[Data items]
+===+

PR #12405, opened 2026-06-22
[ElasticWorkloadSlicing] Account for the autoscaler sidecar in RayCluster head PodSet quota

kevin85421:
#### What type of PR is this?

/kind bug
/area integrations

When a Kueue-managed `RayCluster` enables in-tree autoscaling (`enableInTreeAutoscaling: true`, only allowed for elastic jobs via the `ElasticJobsViaWorkloadSlices` feature gate), KubeRay injects an **[autoscaler sidecar container](https://docs.ray.io/en/latest/cluster/kubernetes/user-guides/configuring-autoscaling.html#autoscaler-sidecar-container)** into the head Pod. This container is added at Pod-build time and is **not** part of `HeadGroupSpec.Template`, so Kueue never saw it when building the head `PodSet`.

As a result the head `PodSet` was under-counted against quota by the autoscaler's resources — KubeRay's [default `500m` CPU / `512Mi` memory (request and limit)](https://docs.ray.io/en/latest/cluster/kubernetes/user-guides/configuring-autoscaling.html#autoscaler-sidecar-container), or `spec.autoscalerOptions.resources` when set. A head Pod that actually needs `head + autoscaler` could be admitted against quota sized only for `head`, letting a ClusterQueue overcommit.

+===+

■ **WHAT THE EXERCISE ASKS**
Your reply should contain every record, unchanged and complete.

■ **ANSWER TO THIS EXERCISE**
PR #12405, opened 2026-06-22
[ElasticWorkloadSlicing] Account for the autoscaler sidecar in RayCluster head PodSet quota

kevin85421:
#### What type of PR is this?

/kind bug
/area integrations

When a Kueue-managed `RayCluster` enables in-tree autoscaling (`enableInTreeAutoscaling: true`, only allowed for elastic jobs via the `ElasticJobsViaWorkloadSlices` feature gate), KubeRay injects an **[autoscaler sidecar container](https://docs.ray.io/en/latest/cluster/kubernetes/user-guides/configuring-autoscaling.html#autoscaler-sidecar-container)** into the head Pod. This container is added at Pod-build time and is **not** part of `HeadGroupSpec.Template`, so Kueue never saw it when building the head `PodSet`.

As a result the head `PodSet` was under-counted against quota by the autoscaler's resources — KubeRay's [default `500m` CPU / `512Mi` memory (request and limit)](https://docs.ray.io/en/latest/cluster/kubernetes/user-guides/configuring-autoscaling.html#autoscaler-sidecar-container), or `spec.autoscalerOptions.resources` when set. A head Pod that actually needs `head + autoscaler` could be admitted against quota sized only for `head`, letting a ClusterQueue overcommit.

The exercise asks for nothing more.